The Wednesday 2003-11-19 at 16:45 -0500, Jerry Feldman wrote:
Dos 5 or 6 (not sure) included a task manager shell that could run several programs, and switch between them - instead of using windows 3.x - but it was even more unstable than windows. There were commercial programs, like sidekick, that could give the appearance of multi-tasking.
Ah, yes. But the one I meant was part of the system, I mean, it was a MS app, and quite promissing... but not fully. A sophisticated task swapper. I'd have to boot up my other computer in dos 6 to check it, but I'm lazy :-)

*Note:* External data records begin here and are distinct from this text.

PR #1667, opened 2025-12-05
chore: [BREAKING] deprecate phi-2 model

zhuangqh:
**Reason for Change**:

- remove related preset conf and tests
- give an error in the webhook

**Requirements**

**Issue Fixed**:

**Notes for Reviewers**:


docker/ragengine/Dockerfile
```diff
@@ -24,6 +24,7 @@ ARG BUILD_DATE
 COPY cmd/ cmd/
 COPY api/ api/
 COPY pkg/ pkg/
+COPY presets/ presets/
```
andyzhangx, line 27: irrelevant change here?

zhuangqh: It's required. This pkg presets/workspace/models/metadata.go
required by rag at this change.

Fei-Guo (approved):

PR #1692, opened 2025-12-16
test: use helm v3 for Upgrade Compatibility Test

zhuangqh:
**Reason for Change**:

- use kind instead.
- pin helm cli version to v3. incompatible with helmv4 now.


zhuangqh:
upgrade from 0.7.1 https://github.com/kaito-project/kaito/actions/runs/20255835230
upgrade from 0.7.2 https://github.com/kaito-project/kaito/actions/runs/20255900304/job/58157900897

PR #1701, opened 2025-12-20
chore: upgrade ragengine crd to v1beta1

bangqipropel:
**Reason for Change**:

**Requirements**

**Issue Fixed**:

**Notes for Reviewers**:

### DIFF
--- a/charts/kaito/workspace/templates/_helpers.tpl
+++ b/charts/kaito/workspace/templates/_helpers.tpl
@@ -34,6 +34,9 @@ Create chart name and version as used by the chart label.
 Common labels
 */}}
 {{- define "kaito.labels" -}}
+{{- if .Values.commonLabels }}
+{{- toYaml .Values.commonLabels }}
+{{- else }}
 helm.sh/chart: {{ include "kaito.chart" . }}
 app.kubernetes.io/created-by: {{ include "kaito.chart" . }}
 {{ include "kaito.selectorLabels" . }}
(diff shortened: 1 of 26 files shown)


api/v1beta1/ragengine_types.go
```diff
@@ -0,0 +1,146 @@
...
+	// +optional
+	Storage *StorageSpec `json:"storage,omitempty"`
+	// Embedding specifies whether the RAG engine generates embedding vectors using a remote service
+	// or using a embedding model running locally.
+	Embedding        *EmbeddingSpec        `json:"embedding"`
+	InferenceService *InferenceServiceSpec `json:"inferenceService"`
+	// QueryServiceName is the name of the service which exposes the endpoint for accepting user queries to the
+	// inference service. If not specified, a default service name will be created by the RAG engine.
+	// +optional
+	QueryServiceName string `json:"queryServiceName,omitempty"`
```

However, DOS 5 and 6 were incapable of multi-tasking per se. It used a facility called Terminate and Stay Resident, where a task would tell DOS it was terminating, but not to free up its memory. That task would use some facility, such as an interrupt to gain control. However this was very dangerous, and the programmers had to jump through hoops to prevent from corrupting DOS. (I wrote an SNMP agent. Even calling time would cause DOS to hang.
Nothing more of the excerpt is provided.